On 2019/4/23 2:59 下午, Hannes Reinecke wrote:
> On 4/19/19 6:04 PM, Coly Li wrote:
>> A deadlock of bcache jouranling may happen during journal replay. Such
>> deadlock happens when,
>> - Journal space is totally full (no any free blocks) and system crashes
>>    or reboots.
>> - After reboot, the first journal entry handled by jouranl replay causes
>>    btree split and jouranl_meta() is called to write an empty jset to
>>    journal space.
>> - There is no journal space to write and journal_reclaim() fails to get
>>    any available bucket because this is the first replayed journal entry
>>    to be blocked.
>> Then the whole cache set is blocked from running.
>>
>> This patch is an effort to fix such journal replay deadlock in a simpler
>> way,
>> - Add a bool varialbe 'in_replay' in struct journal, set it to true when
>>    journal replay starts, and set it to false when journal replay
>>    completed. in_replay is initialized to be false.
>> - Reserve 6 sectors in journal bucket, do not use them in normal bcache
>>    runtime.

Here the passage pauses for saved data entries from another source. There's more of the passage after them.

Issue #946, opened 2019-11-07
Move to handlebars-fluent


Manishearth:
This is still somewhat WIP but I published https://github.com/manishearth/handlebars-fluent , which we should be able to use for everything except the `{{team}}` helper. It's directly based off of the i18n code I wrote for this repo.

I'm still documenting it and trying to make it more general, but it's currently in a state which we can use if we desire. Less code for this repo to maintain.

Manishearth:
I'm probably not going to do this yet, but if folks want to help out I can answer any questions you have about the crate (until I add docs)

PR #958, opened 2019-12-06
Move templates closer to what handlebars-fluent uses

### LINKED ISSUE #957: Replace {{text}} with {{fluent}}
Prerequisite for https://github.com/rust-lang/www.rust-lang.org/issues/946, ideally. We can still use it, but we should try and follow the convention that's being created in the fluent ecosystem.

These sectors are only permitted to use during journal
>>    replay (when c->jouranl.in_replay is true)
>>
>> Then in normal bcache runtime, journal space won't be totally full and
>> there are 6 sectors are always reserved for journal replay time. After
>> system reboots, if bch_btree_insert() in bch_journal_replay() causes
>> btree split and bch_journal_beta() gets called to require 1 sector
>> from journal buckets to write an empty jset, there are enough reserved
>> space to serve.
>>
>> The reason to reserve 6 sectors is, we should choose a number that won't
>> fix into a bucket size. If the reserved space happens to be a whole
>> bucket, more logic has to be added in journal_replay() to handle
>> journal.blocks_free with reserved spaces in journal replay time. This is
>> why 6 sectors is choosed, it is 3KB and won't be any proper block size
>> or bucket size.
>>
>> The bcache btree node size is quite large, so btree node split won't be
>> a frequent event. And when btree node split happens, new added key will
>> be insert directly into uppper level or neighbor nodes and won't go into
>> journal again, only bch_journal_meta() is called to write jset metadata
>> which occupies 1 block in journal space. If blocksize is set to 4K size,
>> reserve 6 sectors indeed is 2 blocks, so there can be two continuously
>> btree splitting happen during journal replay, this is very very rare in
>> practice. As default blocksize is set to sector size, that equals to
>> 6 blocks reserved. Contiously splitting the btree for 6 times in journal
>> replay is almost impossible, so the reserved space seems to be enough
>> in my humble opinion.
>>
>> If in future the reserved space turns out to be not enough, let's extend
>> it then.
>>
>> Signed-off-by: Coly Li <colyli@xxxxxxx>
>> ---
>>   drivers/md/bcache/journal.c | 100
>> ++++++++++++++++++++++++++++++++++++++++----
>>   drivers/md/bcache/journal.h |   4 ++
>>   2 files changed, 97 insertions(+), 7 deletions(-)
>>
>> diff --git a/drivers/md/bcache/journal.c b/drivers/md/bcache/journal.c
>> index a6deb16c15c8..c60a702f53a9 100644
>> --- a/drivers/md/bcache/journal.c
>> +++ b/drivers/md/bcache/journal.c
>> @@ -415,6 +415,8 @@ int bch_journal_replay(struct cache_set *s, struct
>> list_head *list)
>>       uint64_t start = i->j.last_seq, end = i->j.seq, n = start;
>>       struct keylist keylist;
>>   +    s->journal.in_replay = true;
>> +
>>       list_for_each_entry(i, list, list) {
>>           BUG_ON(i->pin && atomic_read(i->pin) != 1);
>>   @@ -448,6 +450,7 @@ int bch_journal_replay(struct cache_set *s,
>> struct list_head *list)
>>       pr_info("journal replay done, %i keys in %i entries, seq %llu",
>>           keys, entries, end);
>>   err:
>> +    s->journal.in_replay = false;
>>       while (!list_empty(list)) {
>>           i = list_first_entry(list, struct journal_replay, list);
>>           list_del(&i->list);
> 
> What about locking here?
> Doesn't 'in_replay' need to be guarded by a spinlock or something?

Hi Hannes,

s->journal.in_replay is only set in start up time, where the code is
sequentially executed, so it is sure on concurrent access to
s->journal.in_replay. After the cache runs, s->journal.in_replay is
always false, there is no concurrent access neither.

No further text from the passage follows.